E0408 11:14:33.423946       1 watch.go:256] unable to encode watch object *v1.WatchEvent: write tcp 10.35.70.1:6443->10.35.71.141:60356: write: connection reset by peer (&streaming.encoder{writer:(*framer.lengthDelimitedFrameWriter)(0xc0162b1a60), encoder:(*versioning.codec)(0xc03a77d4a0), buf:(*bytes.Buffer)(0xc044d36ab0)})

 *and* etcd:

2020-04-08 11:18:59.249080 I | embed: rejected connection from "10.35.71.103:33748" (error "EOF", ServerName "")
2020-04-08 11:19:00.979584 I | embed: rejected connection from "10.130.0.69:60290" (error "EOF", ServerName "")
2020-04-08 11:19:09.242635 I | embed: rejected connection from "10.35.71.103:33934" (error "EOF", ServerName "")
2020-04-08 11:19:10.977984 I | embed: rejected connection from "10.130.0.69:60870" (error "EOF", ServerName "")
2020-04-08 11:19:11.138429 I | embed: rejected connection from "10.35.71.141:48934" (error "EOF", ServerName "")
2020-04-08 11:19:14.642312 I | embed: rejected connection from "10.130.0.10:56396" (error "EOF", ServerName "")
2020-04-08 11:19:19.252096 I | embed: rejected connection from "10.35.71.103:34144" (error "EOF", ServerName "")

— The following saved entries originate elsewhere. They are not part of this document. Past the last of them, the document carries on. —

PR #424, opened 2024-10-28
Iss397

wcurrangroome:
This is an interim PR / code review request. There is no need to check the line-by-line code logic yet. Will is going to review the code in comparison to the prior year's code concurrent with this review and make other (small) adjustments as needed. Line-by-line review will be more helpful following this initial review.

**Background:**
- The prior version of the code for this metric was hard to follow, redundant at points, and relied on writing out and reading in datasets repeatedly, even though the computational time for calculating these metrics is minimal. The goals for this metric's update -- to add CIs (potentially) and to back-calculate for a number of years, as well as to update with 2023 data -- made the existing code challenging to work with.

**Updates:**
- Code has been reorganized into two scripts: one that generates all microdata and one that produces all metrics.
- Additional text has been added to clarify what metrics are being calculated, how they relate to one another, and the assumptions used throughout to calculate each metric.
- A number of additional quality checks--some testable assertions, others visualizations and descriptive statistics--have been added.

**Code Review Priorities:**
- [ ] Does the new organization of the code make sense? Are there opportunities to strengthen the documentation or further reorganize?
- [ ] Does the crosswalking process--taking AMI limits and translating them to our geographies of interest (place/county)--make sense?
- [ ] Do the quality checks make sense? Are there opportunities to add more testable assertions?


rpitingolo:
Thanks @cdsolari @wcurrangroome! I'll take a look at this soon.

wcurrangroome:
@rpitingolo -- flagging that in the calculation of affordable renter households in the prior code, there are two things that I have changed:
- For the calculation of `Affordable80AMI_renter` -- the `case_when()` logic was ordered slightly differently than it was for other parallel variables (`Affordable50AMI_renter` and `Affordable30AMI_renter`), leading to inconsistencies in how these variables were operationalized.
- For this series of variables (in the original code), when `RENTGRS == 0`, a value of 0 is returned. I think this is incorrect. When a household's rent is 0, the household should by definition have affordable housing, right?

rpitingolo:
Hey @wcurrangroome Great job. This is extremely high quality code. 

First to address your initial questions:

>  Does the new organization of the code make sense?

 
 Generally yes. However it's not clear to me why we need a separate 0_ script in this new organization? The 0_ simply compiles a function, right? In which case I don't see why it can't either be moved into the 1_ code or if there's a compelling reason to keep it separate, moved into a "supplemental functions" folder or something like that. My issue is that using a numbered scheme implies the code has to be run in sequential order and that each script produces some kind of output. 
 

> Does the crosswalking process--taking AMI limits and translating them to our geographies of interest (place/county)--make sense?

If I understand this correctly you are first creating the income limits for county and only if place is specified in the housekeeping section do you apply the weighting for place. For place it looks like you are doing a weighted mean by population which I think is right. I would want to double check a few cases to confirm it passes a gut check (I haven't done this yet). 

> Do the quality checks make sense? Are there opportunities to add more testable assertions?

Overall I think yes, these checks make sense. However interpreting whether a check is passed or failed is a little less clear. For example for the check `The counts of observations align... `(line 834) I am getting an error on the `stopifnot`. Does that mean the check is failing? Or that the code is incorrect and thus the error? 

I am personally not a fan of using plots as checks. For example the last check in the code uses six plots and eyeballing them they look fairly similar but it's really hard for me to eyeball them and make a confident conclusion that it passes the check.

Have you ever used the package `assertr` ? I just learned about it this week but the person who told me about it seems to think it adds value to their code and data checks. It might be good to use here. 



I have a few other comments that I will type up in a separate comment in a bit.

rpitingolo:
A few more comments @wcurrangroome - 

Overall I like the step by step descriptions you wrote under "Analysis process". Can we use that same numbering / title scheme for the QMD outline? I think it would help with refencing specific sections quickly. 

I feel like there is a lot of important stuff in the "Housekeeping" section and calling it "Housekeeping" might be doing a disservice. For example this is where you would specify county vs. place but it seems kind of buried here. Maybe we can put this parameter in the header? Or a separate section that better calls out that this is where you need to change the value to toggle between county and place.

Similarly this is where the `get_housing_microdata` function lives. To me that's not so much "Housekeeping" as it is something like "Data download" (which is distinct from Microdata import which you do have in a separate section. 

From what I can tell `get_housing_microdata` only runs if the 2022 csv is in the temp folder. We are assuming that if they have that file that they have them all? This is probably fine but I could potentially see an issue down the road if you need to add a new year of data it might not correctly download so long as the 2022 file exists. 

> For this series of variables (in the original code), when RENTGRS == 0, a value of 0 is returned. I think this is incorrect. When a household's rent is 0, the household should by definition have affordable housing, right?

This is right IF a household has no rent. But IIRC a value of zero means N/A not no-rent. However that's only for the variable RENT and I'm not sure if that also applies to RENTGRS. The ipums documentation is not too clear to me on this question. 

> another potential issue: in 0_get_housing_microdata.R, distinct() is applied to microdata.


The microdata should not have duplicates so I think you are right to remove it.

wcurrangroome:
@rpitingolo -- back to you for another round of review. my hope is that the code logic is essentially final at this point, so in contrast to the last round, please review thoroughly as possible. then we can turn to other years' data, CIs, etc.

notes:
- some of the tests error out because there are minor unresolved issues (e.g., South Fulton throws off place counts; the re-produced data are known to be different from the number produced last cycle);
- i've added a rendering function so that we can iteratively produce rendered reports for place/counties, and for different years, but i'm getting some tedious error when running `quarto_render()`. i'll work on this, but for the time being am supplying the params directly in the yaml of the .qmd. (also can't render because of the known errors generated during the QC tests).

rpitingolo:
@wcurrangroome Great job. Many of the code upgrades look good. I did not test `quarto_render()` so this review is based on running code chunk by chunk. 

I think putting the changeable parameters into the header is the right approach, but I also think we need some sort of validation that the values put there are correct. For example I believe the only two allowable values for geography are `county` and `place` but I can put `city` as the geography parameter and the code will mostly run without error but the results are not correct. I think it should be fairly easy to add some kind of check at the beginning of the code. 

For the QC checks, I like the use of the **testthat** package. It seems to be a good way to do straightforward checks. I'm still not entirely certain what I'm supposed to be looking for on the checks that create visual plots. Maybe this is OK if you can look at them and say it's OK but for someone reviewing without as much knowledge of the topic it's tricky. 

I saw the failed check on line 1025 caused by South Fulton. 

I also got a failed check on line 1096 when running for place. The plot on line 1203 also failed to render when running for place. It looks like it has county hard coded into it.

we see that connections are closed early. The network interfaces don't show dropped packets though.
Kube-apiserver suffers under etcd not being stable

Trace[2122564133]: [1.863990711s] [1.863965979s] About to write a response
I0408 11:28:55.178204       1 healthz.go:191] [+]ping ok
[+]log ok
[-]etcd failed: reason withheld

Surprisingly, etcd is silent otherwise, only a couple of logs reporting it is slow:

2020-04-08 11:23:06.234114 W | etcdserver: read-only range request "key:\"/kubernetes.io/operator.openshift.io/kubecontrollermanagers/cluster\" " with result "range_response_count:1 size:3179" took too long (119.607473ms) to execute

Comment 9 Xingxing Xia 2020-04-08 11:43:22 UTC

Though Stefan updated it, still updating it from my side:
Per https://coreos.slack.com/archives/CH76YSYSC/p1586345000184200?thread_ts=1586323570.104000&cid=CH76YSYSC and later after I do more trying, updating the bug:
Here have a script `while true; do oc login -u xxia1 -p <password> https://api.<domain>:6443; echo "tried $i times login"; let i+=1; done |& tee -a log | grep -i -e "Login successful" -e EOF -e "logged" -e "tried.*times" `.
Try it in my local PC in the office which must use above proxy like the auto jobs to access the cluster, hit EOF in 6/200: given high-memory scale-up* pods in the slack are removed, now EOF much less than before they're removed.
But try it in above rhv engine which is in the same network of the cluster without the need of using above proxy, the commands are run much faster, hit EOF in zero/1000.
Thus, looks like the high-memory usage issue, the client-cluster network issue and possible performance issue had big impact to the bug, just a guess.

Comment 11 Wei Sun 2020-04-10 11:53:42 UTC

Remove rhv from the summary since it's one rhv specific issue. Set it to low severity since looks like the test does not be terminated or be impacted without specifying a proxy.

Comment 12 Peter Lauterbach 2020-04-10 19:27:27 UTC

We are no longer seeing this issue since we removed the proxy from our test environment, and access the cluster directly.
This issue is NOT a blocker for GA of OCP 4.4 on RHV IPI

Comment 15 Ke Wang 2020-04-14 15:26:30 UTC

We have a such new automation test on OCP-on-RHV environment without proxy, no longer hit the same error. So close bug.